West Germany did not recognize the new arrangement, and without an agreed-upon border, the Holy See would not recognize the dioceses in the “western lands” as Polish dioceses and appoint Polish bishops. Wyszyński could do little on the political front, but how there could be mutual recognition between the German and Polish nations if German and Polish Catholics could not reconcile?

Thus Wyszyński took the initiative, even at the cost of painful attacks from those who normally cheered him on. He did not argue that there was a symmetry in what Germany and Poland had suffered; Poland was more sinned against than sinning in that relationship. The German bishops acknowledged as much in their response. Yet Poles had not been entirely innocent over the long centuries, and to ask forgiveness has its own power to convert hearts.

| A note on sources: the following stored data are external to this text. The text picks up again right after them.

PR #1729, opened 2023-09-08
Usage of Shared Cache for Synthetic transaction receipts

### LINKED ISSUE #1599: Blocks Synthetic transactions sometimes are missing.
### Description

When doing some tests on TheGraph longstanding node against mainnet, I decided to index an HTS token with fairly high activity, so I choose `SAUCER` Token of SaucerSwap.

Address: `0x00000000000000000000000000000000000b2ad5`
startBlock: `38629934`

I choose that starting block for the indexing since it was the first interaction found on `Hashscan` for that token. see [here](https://hashscan.io/mainnet/token/0.0.731861).

Indexing went good until suddenly stopped at block: number: `0x30e597a` or hash: `0xe0d8abbb5811629eac5c1f549b8013394a73c042f752bcf76f277f5b88a5b30c`

When seeing the status of the subgraph, I found a `fatalError` with a message something like this:

** I did not copy the original block error, but then there were many more blocks with same issue, so I started copying some for reference.
```
{
    "message": "failed to process trigger: block #51390342 (0x018f…6c4b), transaction a179e7dd235f25e3df57a6c9346a1b1d806f87a546bec51610d2836aeb954ad2: Found no transaction for event",
    "block": {
    "number": "51390342",
    "hash": "0x018f787384b920cadcd35800363c045898ecad63bacb952b531b367d846c6c4b"
    },
    "handler": null
}
```

But to my surprise, when I fetched the block using **postman** I did not encounter the issue, I was able to find said transaction (synthetic) among the transactions for that block.

So I found that there was a way to `delete` the cache for a given block hash or number using a troubleshooting tool for the `graph-node` called: `graphman`. This tool resides within the same instance where the graph-node is running, so a remote exec was needed to run it, and the command is something like this:

```
graphman --config config.toml chain check-blocks mainnet by-number 51442539
```

or by hash:

```
graphman --config config.toml chain check-blocks mainnet by-hash 0xe0d8abbb5811629eac5c1f549b8013394a73c042f752bcf76f277f5b88a5b30c
```

if inconsistencies are found a message like this will appear and the cache will be deleted forcing the graph-node to refetch the block and resolved the indexing and continuing to index the `subgraph`

```
root@graph-node-85b68c875c-lhm4n:/home# graphman --config config.toml chain check-blocks mainnet by-number 51453737
Aug 01 21:44:54.702 INFO Graph Node version: 0.28.2 (2022-10-11)
Aug 01 21:44:54.703 INFO Reading configuration file `config.toml`
Aug 01 21:44:54.711 INFO Creating transport, capabilities: archive, traces, url: https://mainnet.hashio.io/api, provider: mainnet
Aug 01 21:44:54.872 INFO Connecting to Postgres, weight: 1, conn_pool_size: 3, url: postgresql://graph-node:HIDDEN_PASSWORD@postgres:5432/graph-node, pool: main, shard: primary
Aug 01 21:44:54.881 INFO Pool successfully connected to Postgres, pool: main, shard: primary, component: Store
Aug 01 21:44:54.882 DEBG Using postgres host order [Main], shard: primary, component: Store
block 0xc95a…7c6a diverges from cache:
 {
   transactions: [
+    {
+      blockHash: "0xc95a992922553b0cccf92ee677426442f9a2410258eb8e67c41d86be5bee7c6a"
+      blockNumber: "0x3111f29"
+      from: "0x00000000000000000000000000000000000b2ad5"
+      gas: "0x61a80"
+      gasPrice: "0xfe"
+      hash: "0x1770c0cc82f54b5e400cf4af296ad079876a18ea28850b4b56dc712f75bdef44"
+      input: "0x0000000000000000"
+      maxFeePerGas: "0x0"
+      maxPriorityFeePerGas: "0x0"
+      nonce: "0x0"
+      r: "0x0"
+      s: "0x0"
+      to: "0x00000000000000000000000000000000000b2ad5"
+      transactionIndex: "0x16f"
+      type: "0x2"
+      v: "0x0"
+      value: "0x1234"
+    }
   ]
-  transactionsRoot: "0x56e81f171bcc55a6ff8345e692c0f86e5b48e01b996cadc001622fb5e363b421"
+  transactionsRoot: "0xc95a992922553b0cccf92ee677426442f9a2410258eb8e67c41d86be5bee7c6a"
 }

Deleting block 0xc95a…7c6a from cache.
Done.
```

And after a few minutes you can see that the indexing status of the subgraph is continuing and is no longer stuck.

So this happened around 20 times between blocks: `38629934` and `51532212` (start to end)

I documented the need to `check` the cached block for the following block instances, but there were a few more:

```
51442539
51434203
51403767
51400371
51276784
51278825
51300058
51349773
51370110
51375513
51390342
51393614
```

What I think is happening:

graph-node is requesting logs for a range of blocks for that given address.
logs re returned with reference to the given block.

block is fetched using `eth_getBlockByHash` or `eth_getBlockByNumber` and the expected transaction is not found there, hence failing.

### Steps to reproduce

1. Deploy a graph-node connected to RPC on Hedera Mainnet
2. Deploy a sub-graph with the above parameters
3. issue might appear on random blocks

### Additional context

_No response_

### Hedera network

mainnet

### Version

v0.28.0

### Operating system

Other

### LINKED ISSUE #1627: TheGraph Node Indexing Error
### Description

When indexing a sub-graph with synthetic transactions, from time to time the following logs appears on the `graph-node` console.

```
INFO Trying again after block polling failed: Receipt for tx 0x965fc6051ad8302ab908841457e0acbdcc897e2aaf0f9432c028ac2641e85367 unavailable, block was likely uncled (block hash = 0x2cd5b2c2f091d24d1204b1ec59996a20fe6f84bc16d4ceca27f94be4fee08217), provider: mainnet-rpc-0, component: BlockIngestor"

```

The logs are similar but change on `tx hash` and `block hash` however when I do the manual lookup of the transaction receipt: 

```

curl --location 'https://mainnet.hashio.io/api' \
--data '{
    "method": "eth_getTransactionReceipt",
    "params": [
       "0x965fc6051ad8302ab908841457e0acbdcc897e2aaf0f9432c028ac2641e85367"
    ],
    "id": 68,
    "jsonrpc": "2.0"
}'
```

or the block:

```
curl --location 'https://mainnet.hashio.io/api' \
--data '{
    "jsonrpc": "2.0",
    "method": "eth_getBlockByHash",
    "params": [
                "0x2cd5b2c2f091d24d1204b1ec59996a20fe6f84bc16d4ceca27f94be4fee08217",
                true
    ],
    "id": 1
}'
```

Everything seems as expected.

### Steps to reproduce

Run a long term sub-graph for a HTS Token that has movement, in this case I chose SAUCE Token.

### Additional context

_No response_

### Hedera network

mainnet

### Version

v0.29.0

### Operating system

None

AlfredoG87:
**Description**:
- Refactored getBlock and eth_getTransactionReceipt to use Shared Cache when working with synthetic receipts for HTS transactions.
- Added Unit Tests where needed.

**Related issue(s)**:

Fixes #1599
Fixes #1627

**Notes for reviewer**:

**Checklist**

### DIFF
--- a/packages/relay/src/lib/eth.ts
+++ b/packages/relay/src/lib/eth.ts
@@ -1737,7 +1737,7 @@ export class EthImpl implements Eth {
     }
 
     const cacheKeySyntheticLog = `${constants.CACHE_KEY.SYNTHETIC_LOG_TRANSACTION_HASH}${hash}`;
-    const cachedLog = this.cacheService.getSharedWithFallback(
+    const cachedLog = await this.cacheService.getSharedWithFallback(
       cacheKeySyntheticLog,
       EthImpl.ethGetTransactionReceipt,
       requestIdPrefix,
--- a/packages/relay/src/lib/eth.ts
+++ b/packages/relay/src/lib/eth.ts
@@ -1737,7 +1737,11 @@ export class EthImpl implements Eth {
     }
 
     const cacheKeySyntheticLog = `${constants.CACHE_KEY.SYNTHETIC_LOG_TRANSACTION_HASH}${hash}`;
-    const cachedLog = this.cacheService.get(cacheKeySyntheticLog, EthImpl.ethGetTransactionReceipt, requestIdPrefix);
+    const cachedLog = this.cacheService.getSharedWithFallback(
+      cacheKeySyntheticLog,
+      EthImpl.ethGetTransactionReceipt,
+      requestIdPrefix,
+    );
     if (cachedLog) {
       const receipt: any = {
         blockHash: cachedLog.blockHash,
@@ -1992,7 +1996,14 @@ export class EthImpl implements Eth {
         transactionArray.push(transaction);
 
         const cacheKey = `${constants.CACHE_KEY.SYNTHETIC_LOG_TRANSACTION_HASH}${log.transactionHash}`;
-        this.cacheService.set(cacheKey, log, EthImpl.ethGetBlockByHash, this.syntheticLogCacheTtl, requestIdPrefix);
+        this.cacheService.set(
+          cacheKey,
+          log,
+          EthImpl.ethGetBlockByHash,
+          this.syntheticLogCacheTtl,
+          requestIdPrefix,
+          true,
+        );
       });
     } else {
       filteredLogs = logs.filter((log) => !transactionArray.includes(log.transactionHash));
@@ -2000,7 +2011,14 @@ export class EthImpl implements Eth {
         transactionArray.push(log.transactionHash);
 
         const cacheKey = `${constants.CACHE_KEY.SYNTHETIC_LOG_TRANSACTION_HASH}${log.transactionHash}`;
-        this.cacheService.set(cacheKey, log, EthImpl.ethGetBlockByHash, this.syntheticLogCacheTtl, requestIdPrefix);
+        this.cacheService.set(
+          cacheKey,
+          log,
+          EthImpl.ethGetBlockByHash,
+          this.syntheticLogCacheTtl,
+          requestIdPrefix,
+          true,
+        );
       });
 
       this.logger.trace(
--- a/packages/relay/src/lib/services/cacheService/cacheService.ts
+++ b/packages/relay/src/lib/services/cacheService/cacheService.ts
@@ -149,6 +149,21 @@ export class CacheService {
   }
 
   /**
+   * If SharedCacheEnabled will use shared, otherwise will fallback to internal cache.
+   * @param {string} key - The cache key.
+   * @param {string} callingMethod - The name of the calling method.
+   * @param {string} [requestIdPrefix] - The optional request ID prefix.
+   * @returns {Promise<any>} A Promise that resolves with the cached value or null if not found.
+   */
+  public getSharedWithFallback(key: string, callingMethod: string, requestIdPrefix?: string): any {
+    if (this.isSharedCacheEnabled) {
+      return this.getAsync(key, callingMethod, requestIdPrefix);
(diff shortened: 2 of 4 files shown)


Nana-EC (approved):

packages/relay/src/lib/eth.ts
```diff
@@ -1737,7 +1737,11 @@ export class EthImpl implements Eth {
     }
 
     const cacheKeySyntheticLog = `${constants.CACHE_KEY.SYNTHETIC_LOG_TRANSACTION_HASH}${hash}`;
-    const cachedLog = this.cacheService.get(cacheKeySyntheticLog, EthImpl.ethGetTransactionReceipt, requestIdPrefix);
+    const cachedLog = await this.cacheService.getSharedWithFallback(
```
georgi-l95, line 1740: This will never get any value from the fallback for the internal cache currently. Because when we use `set` with `shared == true`, and for some reason it fails to actually save the value to the cache, it does not go and saves it in the internal cache.

AlfredoG87: I was under the impression that it does.
https://github.com/hashgraph/hedera-json-rpc-relay/blob/main/packages/relay/src/lib/services/cacheService/cacheService.ts#L198

You are right for failures inside the try...catch.

But this is just for when the `sharedCache` is not enabled.


```
if (shared && this.isSharedCacheEnabled)
```

for the above condition, `shared` is true, but `this.isSharedCacheEnabled` is false. it will set it on the internal cache.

The mutual German-Polish forgiveness, led by the Catholic bishops, did bear fruit. In 1970, West Germany did recognize the border, and in 1972 the Holy See was able to establish Polish dioceses to regularize ecclesial life. It was a spiritual application of gospel lessons that produced the diplomatic achievement. 

The “September pontificate” of Pope John Paul I is remembered now as the prelude to the election of John Paul II in October 1978, when the life of Wyszyński and every other Pole changed definitively. Yet it was that September that Wyszyński completed the encounter of mutual forgiveness, leading a delegation of Polish bishops to Germany, an official pilgrimage of thanksgiving for the graces of reconciliation. The German pilgrimage was the last time Wyszyński and Wojtyła would be fellow cardinals together as leaders of the Polish Church.

Wyszyński is remembered for having the courage and brilliance to do difficult things with popular support. His efforts at reconciliation with Germany show that he was also able to do courageous and brilliant things without popular support—the mark of a true shepherd.

Raymond J. de Souza is a priest in the archdiocese of Kingston, Ontario.